## What to do
Your answer should hold all lines of the entries that include the word "Given".

## Collected data entries
Issue #16315, opened 2024-09-11
[WC] Handle sign request expiration time


alexjba:
### Request expired

[User stories](https://www.notion.so/Sign-and-transaction-request-expiration-7533275831f3407398ccf8b0603bacbe?pvs=4)
[Design](https://www.figma.com/design/HrmZp1y4S77QJezRFRl6ku/dApp-Interactions---Milestone-1?node-id=3967-288080&node-type=frame&t=31deW18Yq7qePCHw-0)

## Acceptance Criteria

```
//Always show the expiration
Given the sign/transaction request dialog is shown
When request has an expiration date
Then the user sees a 1 minute countdown in the dialog
```

```jsx
// Show 1 minute timer
Given the sign/transaction request dialog is shown
When the request has 1 minute or less before expiring
Then the user sees a 1 second countdown in the dialog
```

```jsx
Given the sign/transaction dialog is open
When the request expires
Then the Accept button is removed
And the only option for the user is to close the dialog
```

```jsx
Given the sign/transaction request dialog is open
When the request expired
Then the `Sign` and `Reject` buttons are removed
And the `Close` button is visible 
```

```jsx
Given the sign/transaction request expired
Then a toast message is showing
And it contains the "<dapp domain> sign request timed out" message
```

```jsx
Given the sign/transaction request dialog is open
When the request expired
Then the sign/transaction request dialog is still visible
```

```jsx
Given the sign/transaction request expires
Then a console message is shown
And it contains 'WC WalletConnectSDK.onSessionRequestExpire; id: ${id}`'
```

PR #16353, opened 2024-09-17
WC: Fixing transactions failures

alexjba:
#### Some preparation steps for #16315 to enable the WC tests

Fixing several transactions/sign failures

1. Fixing Storybook
2. Removing the usage of js objects representing model items. The alternative to this is to pass around the object ids and the data can be extracted when needed from the model.

### Affected areas

Wallet Connect
Browser Connect

### Architecture compliance

### Impact on end user

Before: The user could not do transactions or sign messages in some situations
After: The user can do transactions

### How to test

1. Run connect, sign and transaction flows on Storybook
2. Run connect, sign and transaction flows in the app
Signing messages
Sending transactions. The crash happened while sending transactions on L2 and the account doesn't have enough ETH to cover the fees on Mainnet

### Risk 

Tick **one**:

-->

### DIFF
--- a/src/nim_status_client.nim
+++ b/src/nim_status_client.nim
@@ -126,7 +126,6 @@ proc logHandlerCallback(messageType: cint, message: cstring, category: cstring, 
 proc mainProc() =
 
   when defined(macosx) and defined(arm64):
-    echo "Experimental support for Apple Silicon"
     var signalStack: cstring = cast[cstring](allocShared(SIGSTKSZ))
     var ss: ptr Stack = cast[ptr Stack](allocShared0(sizeof(Stack)))
     var ss2: ptr Stack = nil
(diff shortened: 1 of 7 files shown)


src/nim_status_client.nim
```diff
@@ -126,7 +126,6 @@ proc logHandlerCallback(messageType: cint, message: cstring, category: cstring,
 proc mainProc() =
 
   when defined(macosx) and defined(arm64):
-    echo "Experimental support for Apple Silicon"
```
alexjba, line 129: Not experimental for quite some time now.

saledjenic (approved):

caybro (approved):

virginiabalducci (approved):
tested on a dApp by doing a transaction on L2 Optimism and it worked 😄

## Exercise response
Given the sign/transaction request dialog is shown
Given the sign/transaction request dialog is shown
Given the sign/transaction dialog is open
Given the sign/transaction request dialog is open
Given the sign/transaction request expired
Given the sign/transaction request dialog is open
Given the sign/transaction request expires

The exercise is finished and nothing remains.